Hacker Newsnew | past | comments | ask | show | jobs | submitlogin

> No, you aren't suppose to be able to see how the word-count works by looking at this code. The complexity happens elsewhere, setting up the state-machine.

This is like most of the reason I opened this article. I wish they'd spend more time talking about this. In fact, most of the README covers details that are important, but, irrelevant to their algorithmic improvements.

Maybe they expect you to open up the code, but even there the comments are largely describing what things do and not why, so I feel you need to have some understanding of the algorithm in question. For example, the parts where the state table gets constructed rather unhelpful comments to the uninformed:

    /**
     * Build an ASCII row. This configures low-order 7-bits, which should
     * be roughly the same for all states
     */
    static void
    build_basic(unsigned char *row, unsigned char default_state, unsigned char ubase)
    
    ...
    
    /**
     * This function compiles a DFA-style state-machine for parsing UTF-8
     * variable-length byte sequences.
     */
    static void
    compile_utf8_statemachine(int is_multibyte)
Even `wc2o.c` doesn't delve into the magic numbers it has chosen. I was hoping this repo would be more educational and explain how the state table works and why it's constructed the way it is.

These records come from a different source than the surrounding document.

PR #2999, opened 2023-06-06
shim: allow native syscalls from shim's whole .text segment

sporksmith:
This fixes a performance regression introduced in 789f9f247cf9a87c55518cf735725001891f4f5d: making a direct syscall instead of a libc function call in vasi-sync caused us to go through the slow path of getting stopped by seccomp, and have to retry in our seccomp-handling.                   
    
Allowing native syscalls made from the shim's whole `.text` segment includes direct syscalls made from anything linked statically with the shim. This fixes the performance regression and likewise allows us to continue moving from libc to direct syscalls in the shim without sacrificing performance.    
    
We currently don't have a use-case of *wanting* syscalls made directly from the shim to be intercepted. e.g. the closest would be when we call a managed-code-provided signal handler from shim code, and want its syscalls to be intercepted. Those syscalls will still be intercepted though, since they won't be made *directly* from the shim.

### DIFF
--- a/src/lib/shim/shim_seccomp.c
+++ b/src/lib/shim/shim_seccomp.c
@@ -49,6 +49,43 @@ static void _shim_seccomp_handle_sigsys(int sig, siginfo_t* info, void* voidUcon
     ctx->uc_mcontext.gregs[REG_RAX] = rv;
 }
 
+// TODO: dedupe this with `maps` parsing in `patch_vdso.c` and `proc_maps.rs`,
+// ideally into something that doesn't allocate or use libc.
+static void _getSectionContaining(const void* target, void** start, void** end) {
+    assert(start);
+    *start = NULL;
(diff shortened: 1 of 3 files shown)


sporksmith:
Started a tgen benchmark to validate that this fixes the perf regression: https://github.com/shadow/benchmark/actions/runs/5189972251

sporksmith:
Started a tor benchmark too, since the regression isn't as noticeable in the tgen results https://github.com/shadow/benchmark/actions/runs/5190222112

stevenengler (approved):

sporksmith:
Confirmed this brings tor performance back in line with 3.0.0-pre https://github.com/shadow/benchmark-results/blob/master/tor/2023-06-06-T15-07-30/plots/run_time.png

Does anyone have a good resource for learning more about asynchronous state-machine parsers, that also could hopefully help explain why this is better than just iterating over characters? I'm guessing maybe it's the lack of branching?

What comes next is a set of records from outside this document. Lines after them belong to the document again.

PR #3001, opened 2023-06-06
Move and rename pod

sporksmith:
We need to move the `Pod` trait out of shadow's `main` crate so that our other crates can implement the trait for their own types (instead of the `main` crate implementing `Pod` for ~foreign types from helper crates, which was a bit of fragile long-distance coupling).

This also renames the `Pod` trait to `AnyBitPattern`, since it implements the same concept as [`bytemuck::AnyBitPattern`](https://docs.rs/bytemuck/latest/bytemuck/trait.AnyBitPattern.html), and *not* the same concept as [`bytemuck::Pod`](https://docs.rs/bytemuck/latest/bytemuck/trait.Pod.html)

I think eventually we can *replace* our `AnyBitPattern` with bytemuck's, but we need to move away from using the libc struct types with the MemoryManager first, since we can't implement `bytemuck::AnyBitPattern` for them. We probably want to replace all of those usages with structs in the linux-api crate eventually, and *can* implement `bytemuck::AnyBitPattern` for *them*.

Once we do that, we'll still want this new `bytemuck-util` crate, since it provides some related helpers that `bytemuck` doesn't (though maybe we could upstream them to `bytemuck`).


sporksmith:
Hmm, while working on a follow-up I came across that [bytemuck::AnyBitPattern](https://docs.rs/bytemuck/latest/bytemuck/trait.AnyBitPattern.html) disallows pointers, which doesn't really work for us. It sounds like they added some other project-specific property they needed:

> * It is disallowed for types to contain pointer types, Cell, UnsafeCell, atomics, and any other forms of interior mutability.
> * More precisely: A shared reference to the type must allow reads, and only reads. RustBelt’s separation logic is based on the notion that a type is allowed to define a sharing predicate, its own invariant that must hold for shared references, and this predicate is the reasoning that allow it to deal with atomic and cells etc. We require the sharing predicate to be trivial and permit only read-only access.

It'd probably be ok in practice, but maybe better to just keep our own trait. I'll drop the commits that rename things and just keep the part where we move `pod` out to its own crate.

sporksmith:
It was easier to just redo this as a new PR than try to rewrite the history. Obsoleted by https://github.com/shadow/shadow/pull/3006. Sorry for the churn!

PR #3002, opened 2023-06-06
Make timer intervals optional

robgjansen:


src/main/host/timer.rs
```diff
@@ -158,10 +178,33 @@ impl Timer {
...
+        &mut self,
+        host: &Host,
+        expire_time: EmulatedTime,
+        expire_interval: Option<SimulationTime>,
+    ) {
         self.magic.debug_check();
         debug_assert!(expire_time >= Worker::current_time().unwrap());
 
+        // Zero is not a valid expire interval.
+        let expire_interval = match expire_interval {
```
sporksmith, line 200: A little more succinctly as:

```
if let Some(t) = expire_interval {
  debug_assert!(t.is_positive());
}
```

sporksmith (approved):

You can figure it out by just looking at the table and output. It prints the number of lines, then words, then characters. Since the lines count is counts[1], you can conclude that when a newline is encountered, the machine will transition to state 1, hence why the newline is the only 2 entry in the character table and all 2 entries in the state machine point to state 1. From the character table, we can see that characters are split between classes 0, 1, 2 which are word, space, and newline characters.

To get the definitions of all other states, by working back from the fact that state 2 is the word count, it must be entered when a word character (class 0) is hit after some space/newline characters. Hence state 0 represents the machine being in the middle of a sequence of whitespace, state 1 is when the machine is in a sequences of newlines, state 2 is the first letter of a word, and state 3 is any subsequent letter of a word. You can then verify that the machine transitions to the correct state from those by checking what it does in case of a word, space, or newline character. But I'm not sure why the table is 4×4. The fourth transition from every state is unreachable since the symbols are all in [0, 2].

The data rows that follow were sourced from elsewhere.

PR #1174, opened 2026-08-19
fix(auth): stop a cached API response from restoring an expired token

materemias:
## Problem

An installed PWA is logged out on almost every cold start, with "Your session expired", while a long-lived browser tab on the same server never is.

The cause is HTTP caching of `/api` responses:

- Express sends an `ETag` on JSON responses but no `Cache-Control`, so `/api/auth/user` is cacheable and ETag-revalidated.
- `authenticateToken()` only attaches `X-Refreshed-Token` when the token is past half-life, so a revalidated `304` usually carries no such header.
- The browser then merges the `304` onto the **cached** response, and JS reads the `X-Refreshed-Token` stored with it, which can be days old.
- `storeAuthToken()` validated only that the value was JWT-shaped, so it persisted that stale token over the live one.
- The next `getStoredAuthToken()` read it as expired, wiped the session and dispatched `auth-session-expired`.

Measured against a running server:

```
request 1 : 200 | etag: W/"6b-..." | cache-control: null | X-Refreshed-Token: present
request 2 : 304 |                                        | X-Refreshed-Token: ABSENT
```

A cold start replays those requests against a warm cache. A tab that stays open avoids that cold-start check, but token changes can also re-run authentication checks in an already-open tab.

Instrumenting the shipped bundle on the affected device confirmed the sequence within a single launch: boot with a token valid for 7 more days, then a write of a token that had expired 4 days earlier, then the wipe.

[TadMSTR independently reproduced the cached-header condition](https://github.com/siteboon/claudecodeui/pull/1174#issuecomment-5343245708) and reported that alternating old and new tokens also triggered a WebSocket reconnect storm. Their comparison with the token-ordering guard stopped the alternation. They opened #1177 to address the token-dependent auth-check loop that amplifies it.

## Fix

- Serve `/api` with `Cache-Control: no-store`, so per-session headers are not stored in HTTP caches.
- Force `cache: 'no-store'` in `authenticatedFetch`, even if a caller requests caching. This also bypasses caches already holding a poisoned entry.
- `storeAuthToken()` requires readable, finite `iat` and `exp` claims. It rejects an older `iat`, and rejects a different token with the same `iat` as the stored token. The identical stored token remains acceptable.
- Expiry is not a storage rejection criterion: a newer token is accepted even if already expired. `getStoredAuthToken()` retains responsibility for local expiry handling.

## Tests

`src/shared/tests/authToken.test.ts` adds coverage for older tokens, conflicting equal-`iat` tokens, identical tokens, a newer-but-expired token, and unreadable claims. `src/shared/tests/authenticatedFetch.test.ts` covers forced cache bypass and a slower older refresh response arriving after a newer one.

The current diff does not change the client test glob or `import.meta.env` handling. Those changes and the old `src/utils/api.test.js` path belonged to the original version of this PR.

The original submission reported clean typecheck, lint with no new findings, 270 server tests and 56 client tests. Those results predate the current posted diff and are not current-head verification.

### DIFF
--- a/server/index.ts
+++ b/server/index.ts
@@ -25,6 +25,7 @@ import {
     authenticateWebSocket,
     authRoutes,
     validateApiKey,
+    preventApiResponseCaching,
 } from './modules/auth/index.js';
 import { taskmasterRoutes } from './modules/taskmaster/index.js';
 import { commandsRoutes } from './modules/commands/index.js';
@@ -143,6 +144,8 @@ app.get('/health', (req, res) => {
         version: RUNNING_VERSION
     });
 });
+
+app.use('/api', preventApiResponseCaching);
 
 // Optional API key validation (if configured)
 app.use('/api', validateApiKey);
--- a/server/modules/auth/auth.middleware.ts
+++ b/server/modules/auth/auth.middleware.ts
@@ -8,6 +8,12 @@ import { userDb, appConfigDb } from '../database/index.js';
 // Use env var if set, otherwise auto-generate a unique secret per installation
 const JWT_SECRET = process.env.JWT_SECRET || appConfigDb.getOrCreateJwtSecret();
 
+/** Used by the server entrypoint so API responses carrying auth state never enter HTTP caches. */
+export const preventApiResponseCaching = (_req, res, next) => {
+  res.setHeader('Cache-Control', 'no-store');
+  next();
+};
+
 // Optional API key middleware
 const validateApiKey = (req, res, next) => {
   // Skip API key validation if not configured
--- a/server/modules/auth/index.ts
+++ b/server/modules/auth/index.ts
@@ -7,3 +7,5 @@ export { authenticateToken } from './auth.middleware.js';
 export { authenticateWebSocket } from './auth.middleware.js';
 // validateApiKey: used by the server entrypoint for optional API-wide key validation.
 export { validateApiKey } from './auth.middleware.js';
+// preventApiResponseCaching: used by the server entrypoint before API routes can emit auth state.
+export { preventApiResponseCaching } from './auth.middleware.js';
--- a/src/shared/api.ts
+++ b/src/shared/api.ts
@@ -32,6 +32,8 @@ export const authenticatedFetch = (
 
   return fetch(url, {
     ...options,
+    // Auth responses carry session headers, so callers cannot opt back into caching.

As for why the approach is better, I think it's because it avoids branching. If you think about the length of a word, it's quite short compared to a CPU pipeline, so on a branching version of this you're going to be stuck spending most of your execution time on branch miss-prediction.


There are fewer branches but there is now a data dependency between loop iterations which makes each iteration slightly slower (maybe 1-2 cycles additional latency per iteration).

Because newlines are relatively common and unpredictable a state machine is likely better. But on a long file with no new lines and no spaces the branching one should be slightly faster. (All reasoning from first principles; I have not done any benchmarking!)


The README covers the exact case you describe - the `word.txt` benchmark is just a file with 93MB of the char `x`. The state machine is still faster in this case.


wc2 is faster than wc, but unless I am missing something, I can't find an instance where the author benchmarked wc2 with the core state machine loop replaced with branches.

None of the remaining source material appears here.